The plan, which involves heavy and immediate job losses and the ditching of several non-core businesses, shows the extent to which many Japanese electronics companies are struggling to compete in the face of intense global competition and spiralling prices of commodity consumer items.

The restructuring by Japan’s third-largest electronics company, among the most far-reaching corporate overhaul in recent years, demonstrated Japanese companies could bite the bullet when needed, analysts said.

The plan contrasted with the more timid offering from Sony unveiled last week, which preserved more jobs and shied away from axing sensitive businesses. Sir Howard Stringer, Sony’s first foreign chief executive, said it was not possible to restructure as savagely in Japan as it was in the US. 

Carlos Dimas, electronics analyst at CLSA in Tokyo, said: “This restructuring has a lot more meat than Sony, though the level of urgency is different at Sanyo.” Unlike Sony, Sanyo was weighed down by huge debts, he said.

The Osaka-based company, which in July appointed Tomoyo Nonaka, a former TV presenter, as chairwoman and chief executive, will speed up job cuts, losing 10,000 within four months. It will eventually axe 14,000 jobs, 15 per cent of its workforce, with 8,000 losses coming in Japan. Sony is cutting 7 per cent of its workforce, the bulk outside Japan.

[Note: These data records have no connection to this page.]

Issue #4320, opened 2021-04-27
S3928 should treat nameof() correctly


andrei-epure-sonarsource:
Follow-up of #4180

Should ensure that `nameof` is about the argument and not about a field, a local var etc.

andrei-epure-sonarsource:
actually, `nameof` isn't treated correctly only when the type is not solvable

PR #4321, opened 2021-04-27
Fix S3928 FP with nameof

### LINKED ISSUE #4180: S3928 reports the parameter name as '' when the referenced argument type is not resolvable
Split this off of https://github.com/SonarSource/sonar-dotnet/issues/653#issuecomment-803505601  per @pavel-mikula-sonarsource request

> This rule also triggers a false positive in this scenario as well. I had not yet installed the nuget package with the IMyLogger in it and the S3928 pops up, apparently not knowing the parameter list. (do these not analyze the source code?)
image

andrei-epure-sonarsource:


analyzers/src/SonarAnalyzer.CSharp/Rules/CheckArgumentException.cs
```diff
@@ -101,7 +101,13 @@ private static void CheckForIssue(SyntaxNodeAnalysisContext analysisContext)
             }
 
             var methodArgumentNames = GetMethodArgumentNames(objectCreationSyntax);
-            if (methodArgumentNames.Contains(TakeOnlyBeforeDot(parameterNameValue)))
+            var parameterName = TakeOnlyBeforeDot(parameterNameValue);
+            if (string.IsNullOrWhiteSpace(parameterName))
```
andrei-epure-sonarsource, line 105: this is just avoiding the FP - treating `nameof` should be done in #4320

andrei-epure-sonarsource: (also, this class must be refactored, but outside of scope of this PR)

csaba-sagi-sonarsource (approved):
LGTM

analyzers/tests/SonarAnalyzer.UnitTest/TestCases/CheckArgumentException.cs
```diff
@@ -171,7 +171,7 @@ void ComplexCase(int a)
         void Bar2(int a)
         {
             // See https://github.com/SonarSource/sonar-dotnet/issues/1867
-            throw new ArgumentNullException(null, string.Empty); // Noncompliant
+            throw new ArgumentNullException(null, string.Empty); // rare FN introduced by fixing https://github.com/SonarSource/sonar-dotnet/issues/4180
```
csaba-sagi-sonarsource, line 174: Please add two more test cases.
```suggestion
            throw new ArgumentNullException(null, string.Empty); // rare FN introduced by fixing https://github.com/SonarSource/sonar-dotnet/issues/4180
            throw new ArgumentNullException(string.Empty, string.Empty); // rare FN introduced by fixing https://github.com/SonarSource/sonar-dotnet/issues/4180
            throw new ArgumentNullException("      ", string.Empty); // Noncompliant
```

analyzers/src/SonarAnalyzer.CSharp/Rules/CheckArgumentException.cs
csaba-sagi-sonarsource, line 105: We should use IsNullOrEmpty to create less FNs
```suggestion
            if (string.IsNullOrEmpty(parameterName))
```

csaba-sagi-sonarsource (changes requested):
Just one minor change with 2 additional test cases for it.

analyzers/tests/SonarAnalyzer.UnitTest/TestCases/CheckArgumentException.cs
andrei-epure-sonarsource: nice catch. actually, having `throw new ArgumentNullException("", "")` and forgetting to update it would be quite a common "forget" scenario... so that's a pretty bad FN...

andrei-epure-sonarsource: and I read better the issue description: `"when the referenced argument type is not resolvable"`

that means that `nameof` is handled ok when the type is solvable. This is really an edge-case

andrei-epure-sonarsource:
closing this stale PR

PR #4322, opened 2021-04-27
Fix S927 FP: When implementing generic interfaces it might be more useful to name the argument depending on the type name

### LINKED ISSUE #3047: S927 FP
### Description

False positive for **S927**. When implementing generic interfaces it might be more useful to name the argument depending on the type name than using the generic name from the interface.

### Repro steps

```
private class ConsoleProgressReporter : System.IProgress<ProjectLoadProgress>
{
    public void Report(ProjectLoadProgress loadProgress)
    {

    }
}
```

### Expected behavior

Do not raise the rule.

### Actual behavior

In the previous example I think that **loadProgress** provides more information than *value* used in the generic interface (`void Report(T value);`).

Warning	S927	Rename parameter 'loadProgress' to 'value' to match the interface declaration. (The name of a parameter in an externally visible method override does not match the name of the parameter in the base declaration of the method, or the name of the parameter in the interface declaration of the method or the name of any other partial definition.)

### Related information

* SonarC# Version: 8.2.0.14119
* Visual Studio Version 16.4.3

dmitry-golovinov-sonarsource:
Fixes #3047


analyzers/src/SonarAnalyzer.Common/Rules/ParameterNameMatchesOriginalBase.cs
```diff
@@ -64,7 +65,7 @@ public abstract class ParameterNameMatchesOriginalBase<TSyntaxKind, TMethodDecla
                         }
                         else if (methodSymbol.GetInterfaceMember() is { } interfaceMember)
                         {
-                            VerifyParameters(c, methodSyntax, interfaceMember.Parameters, "interface");
+                            VerifyInterfaceMemberParameters(c, methodSymbol, methodSyntax, interfaceMember, "interface");
```
csaba-sagi-sonarsource, line 68: As we discussed in an offline talk, let`s try to cover the following cases:

```
    public abstract class BaseClass<T>
    {
        public abstract void SomeMethod(T someParameter);
    }

    public class ClassOne : BaseClass<int>
    {
        public override void SomeMethod(int renamedParam)
        {
        }
    }

    public interface IGenericInterface<T>
    {
        void SomeMethod(T someParameter);
    }

    public class Implementation : IGenericInterface<int>
    {
        public void SomeMethod(int renamedParam)
        {
        }
    }
```

And as a bonus if it is a low hanging fruit :

  ```
  public abstract record BaseRecord<T>
    {
        public abstract void SomeMethod(T someParameter);
    }

    public record RecordOne : BaseRecord<int>
    {
        public override void SomeMethod(int renamedParam)
        {
        }
    }
```

File: analyzers/src/SonarAnalyzer.Common/Rules/ParameterNameMatchesOriginalBase.cs [hunk 2]
```diff
@@ -79,5 +80,41 @@ private void VerifyParameters(SyntaxNodeAnalysisContext context, TMethodDeclarat
...
+
+            for (var i = 0; i < parameters.Count; i++)
+            {
+                var parameter = parameters[i];
+                var parameterType = methodSymbol.Parameters[i].Type;
+                var interfaceMethodParameter = interfaceMethodParameters[i];
+                if (!parameter.ValueText.Equals(interfaceMethodParameter.Name, Language.NameComparison))
+                {
+                    var matchingGenericInterfaceArg = genericInterfaceTypeArguments.FirstOrDefault(x => parameterType.DerivesOrImplements(x));
+                    if (matchingGenericInterfaceArg == null || matchingGenericInterfaceArg.Name.IndexOf(parameter.ValueText, StringComparison.OrdinalIgnoreCase) != 0)
```
csaba-sagi-sonarsource, line 112: Also I would remove any restrictions on the renaming in this case. I would not force the user to use the type name in the parameter name.

csaba-sagi-sonarsource (changes requested):
Overall it looks good, let`s try to be more precise and cover some more cases.

analyzers/tests/SonarAnalyzer.UnitTest/TestCases/ParameterNameMatchesOriginal.cs
```diff
@@ -93,4 +91,53 @@ public partial interface IParameterNamesInPartialMethods
...
+    }
+
+    public abstract class AbstractClassWithGenericMethod
+    {
+        abstract public void Foo<T>(T val);
+    }
+
+    public class InheritedClassWithDefinition : AbstractClassWithGenericMethod
+    {
+        public override void Foo<T>(T myNewName) { }
```
csaba-sagi-sonarsource, line 141: I would say this is a FN, as  the overridden method is still generic, so I do not see why would the parameter name change here. If we opt to solve it, it can be fixed by checking that the overridden parameter type kind is not generic anymore.

analyzers/src/SonarAnalyzer.Common/Rules/ParameterNameMatchesOriginalBase.cs
```diff
@@ -60,11 +60,11 @@ public abstract class ParameterNameMatchesOriginalBase<TSyntaxKind, TMethodDecla
                         }
                         else if (methodSymbol.OverriddenMethod != null)
                         {
-                            VerifyParameters(c, methodSyntax, methodSymbol.OverriddenMethod.Parameters, "base class");
+                            VerifyGenericParameters(c, methodSyntax, methodSymbol.OverriddenMethod.OriginalDefinition.Parameters, "base class");
```
csaba-sagi-sonarsource, line 63: Please add a few test cases with deeper inheritance, just to be sure that the originalDefinition does the work in more "complex" cases.

analyzers/tests/SonarAnalyzer.UnitTest/TestCases/ParameterNameMatchesOriginal.cs
```diff
@@ -93,4 +91,53 @@ public partial interface IParameterNamesInPartialMethods
         {
         }
     }
+
+    public interface IGenericInterface<A>
```
csaba-sagi-sonarsource, line 95: We can also add a test case with a method without parameters, as there is no such example.

analyzers/tests/SonarAnalyzer.UnitTest/TestCases/ParameterNameMatchesOriginal.vb
```diff
@@ -60,3 +60,58 @@ Public Class IgnoreCaseChange
     End Sub
 
 End Class
+
```
csaba-sagi-sonarsource, line 63: Seems to me there are no cases for VB where the parameter name is only different by the case. for example: somePARAMETER and SOMEparameter.

csaba-sagi-sonarsource (changes requested):
A few test cases should be added and maybe fix the FN if you agree that it is a FN. Otherwise looks nice.

analyzers/tests/SonarAnalyzer.UnitTest/TestCases/ParameterNameMatchesOriginal.vb
```diff
@@ -60,3 +60,125 @@ Public Class IgnoreCaseChange
...
+End Class
+
+Public Class AnotherParameterClass
+End Class
+
+Public Class Implementation
+    Implements IGenericInterface(Of ParameterClass)
+    Public Sub DoSomething() Implements IGenericInterface(Of ParameterClass).DoSomething
+    End Sub
+    Public Sub DoSomething(ByVal parameter As ParameterClass) Implements IGenericInterface(Of ParameterClass).DoSomething
```
pavel-mikula-sonarsource, line 84: This is not readable, there should be empty line between procedures
```suggestion
    Implements IGenericInterface(Of ParameterClass)
    
    Public Sub DoSomething() Implements IGenericInterface(Of ParameterClass).DoSomething
    End Sub
    
    Public Sub DoSomething(ByVal parameter As ParameterClass) Implements IGenericInterface(Of ParameterClass).DoSomething
```

analyzers/tests/SonarAnalyzer.UnitTest/TestCases/ParameterNameMatchesOriginal.vb
```diff
@@ -60,3 +60,125 @@ Public Class IgnoreCaseChange
...
+        '                           ^^^^^^^^^^^^^^^^
+    End Sub
+    Public Sub DoSomethingCaseSensitive(ByVal Value As ParameterClass, ByVal IntValue As Integer) Implements IGenericInterface(Of ParameterClass).DoSomethingCaseSensitive
+    End Sub
+End Structure
+
+Public MustInherit Class BaseClass(Of T)
+    Public MustOverride Sub SomeMethod(ByVal someParameter As T)
+    Public MustOverride Sub SomeMethod(ByVal someParameter As T, ByVal intParam As Integer)
+End Class
```
pavel-mikula-sonarsource, line 129: The whitespace should be like this:
```suggestion
Public MustInherit Class BaseClass(Of T)

    Public MustOverride Sub SomeMethod(ByVal someParameter As T)
    Public MustOverride Sub SomeMethod(ByVal someParameter As T, ByVal intParam As Integer)

End Class
```

analyzers/src/SonarAnalyzer.Common/Rules/ParameterNameMatchesOriginalBase.cs
```diff
@@ -79,5 +79,21 @@ private void VerifyParameters(SyntaxNodeAnalysisContext context, TMethodDeclarat
...
+
+        private void VerifyGenericParameters(SyntaxNodeAnalysisContext context, TMethodDeclarationSyntax methodSyntax, IList<IParameterSymbol> actualParameters,
+            IList<IParameterSymbol> expectedParameters, string expectedLocation)
+        {
+            var parameters = ParameterIdentifiers(methodSyntax).ToList();
+            for (var i = 0; i < parameters.Count; i++)
+            {
+                var parameter = parameters[i];
+                var expectedParameter = expectedParameters[i];
+                if (!parameter.ValueText.Equals(expectedParameter.Name, Language.NameComparison)
```
pavel-mikula-sonarsource, line 91: This line LGTM. It's usual (and desired) to rename `value As Integer` from interface to `Value As Integer` as VB.NET doesn't suffer from the need to do a variables lower case prefixed.

analyzers/tests/SonarAnalyzer.UnitTest/TestCases/ParameterNameMatchesOriginal.vb
```diff
@@ -60,3 +60,125 @@ Public Class IgnoreCaseChange
     End Sub
 
 End Class
+
+Public Interface IGenericInterface(Of A)
+    Sub DoSomething()
+    Sub DoSomething(ByVal value As A)
```
pavel-mikula-sonarsource, line 66: All `ByVal` can be removed for better readability

analyzers/tests/SonarAnalyzer.UnitTest/TestCases/ParameterNameMatchesOriginal.vb
```diff
@@ -60,3 +60,125 @@ Public Class IgnoreCaseChange
...
+    Sub DoSomething(ByVal value As A, ByVal intValue As Integer)
```
pavel-mikula-sonarsource, line 67: _Nitpick:_ Example like this is more authentic
```suggestion
    Sub DoSomething(ByVal Value As A, ByVal IntValue As Integer)
```

csaba-sagi-sonarsource (approved):
LGTM! Please address the comments that Pavel put there.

Sanyo said it would leave several businesses altogether, including DVD players and recorders and VCRs. It will close two chip factories in Japan and shrink its low-margin white goods business, concentrating on high-end products.

The company said it would realise savings of Y170bn within three years and take a Y90bn restructuring charge this year. Net losses are expected to widen from a forecast Y92bn to Y140bn.

Sanyo also said it was in talks to sell its 52 per cent stake in Sanyo Electric Credit, its finance arm, to help reduce its Y1,200bn debt. The company plans to sell or securitise several buildings, including its Osaka headquarters. Mr Dimas said: “Finally the company understands its position is deteriorating rapidly and it has to move a lot faster in its restructuring. This really is a significant change in attitude.”

Standard & Poor's placed its BBB rating for Sanyo on Credit Watch with negative implications, citing concerns over a delay in the resumption of profits.

Analysts said Sanyo was right to concentrate on fewer products such as rechargeable batteries and air-conditioning, where it was competitive, and to get out of areas where it could not compete. Some said they would have preferred Sanyo to exit white goods altogether.

Sanyo has also pledged to improve its little-known brand image, a task that analysts said would be easier than Sony's efforts to regain the prestige of its world-renowned brand. [opt cut]

Sanyo, which was hit by rapidly falling prices and a damaging earthquake at one of its factories last year, made a record loss of Y171.54bn in the 12 months ended March 31. Shares fell 1.95 per cent on Wednesday to Y301 ahead of the announcement, which came after trading closed.